For the Executive: As an Executive you have the advantage of seeing the full picture. While it is time consuming to provide the full context behind all decisions, it is important for employees to understand why you are making the decision you are making. Your time investment in the short term will pay dividends in that your team will become more educated about the broader context and understand the intent behind the decisions you are making. In the end, they will start bringing proposals that more closely align and only those situations which truly require compromise will come to your desk.

For those working with Executives: Start by assuming the best. In many instances, the information you have may make the Executive’s unwillingness to compromise seem unreasonable. However, if there is some other piece of information that you do not have, the Executive’s resistance may not only be reasonable but the wisest course of action.

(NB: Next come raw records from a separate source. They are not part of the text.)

Issue #3444, opened 2022-03-07
Review the usage of repositioning the parent selector (&)


JoomFX:
**Describe the bug**
A good example are the Slider styles where we have [this selector](https://github.com/telerik/kendo-themes/blob/e1edfd7446141203ec22d38e14033b6eaeb9bced/packages/default/scss/slider/_layout.scss#L343).
When importing the Kendo theme in a class (in order to create a dark theme for example) it is possible that a wrong selector is created.

This import:

```
.dark-theme {
  @import "~@progress/kendo-theme-default/scss/dist/all.scss";
}
```

Might generate the following selector (probably depending on the compiler - node-sass vs dart-sass), which is invalid:

```
.k-slider-horizontal .dark-theme .k-slider-track,
.k-slider-horizontal .dark-theme .k-slider-selection
```

**Expected behavior**
We need to investigate this further and figure out if reworking the Kendo theme styles is a viable solution or if there is another workaround.

**Affected package (please remove the unneeded items)**
* theme-default
* theme-bootstrap
* theme-material

**Affected suites (please remove the unneeded items)**
* Kendo UI for jQuery
* Kendo UI for Angular
* Kendo UI for React
* Kendo UI for Vue
* Telerik UI for Blazor

**Affected browsers (please remove the unneeded items)**
* All

**Build system information (please remove the unneeded items)**
* Not Applicable

```[tasklist]
### Tasks
- [x] #4293 
- [x] #4295 
- [ ] #4298 
```

hypetsch:
We are currently also facing this issue. Just if someone also stumbles across it - adding those scss rules fixed it for us:

```scss
.k-slider-horizontal .k-slider-track {
   height: $kendo-slider-track-thickness;
   left: 0;
   margin-top: -$kendo-slider-track-thickness / 2;
   top: 50%;
}

.k-slider-vertical .k-slider-track {
   bottom: 0;
   left: 50%;
   margin-left: -$kendo-slider-track-thickness / 2;
   width: $kendo-slider-track-thickness;
}
```

PR #4293, opened 2023-02-15
Use logical text align

joneff:
Use `start` and `end` instead of `left` and `right` and overrides for RTL. This is probably the easiest part of #3444.

Notes on screenshots:

* calendar: in rtl when week number column is showed, week day labels are now aligned correctly
* scheduler: in month view, day label is aligned correctly
* scheduler: in day / week view, times are now aligned correctly


PaskalevStoyan (approved):

epetrow (approved):
Looks good to me :)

For those looking to develop as an Executive: Compromise is a necessary and often times beneficial process in the business world. As an Executive in training, if you will, you must learn how to take in different perspectives, assess what is the best course of action and make the call. Sometimes you will not be the most popular person for your decisions but as the Executive you need to learn to make tough calls for what is right. The most important piece here is learning what, in fact, is right. This comes down to principles. The strongest leaders have a fundamental set of principles by which they operate. They use these principles to guide their decisions. When people around them understand what their principles are, it is easier for them to anticipate that decisions you will make. Long story short… if you haven’t already identified your core principles, you should start doing so today. There are a number of different ways to go about doing this. Most start with identifying what you value most and going from there. Maybe a good topic of a later post….

For parents of Toddlers: You must reverse the script here. There is no compromising with the Toddler. No mater how much you give, they will always want more. Remember that you are the boss and you know best. Your best bet is to hold firm from the onset. If your toddler thinks that compromise is an option, you’ll be in for a long battle ahead.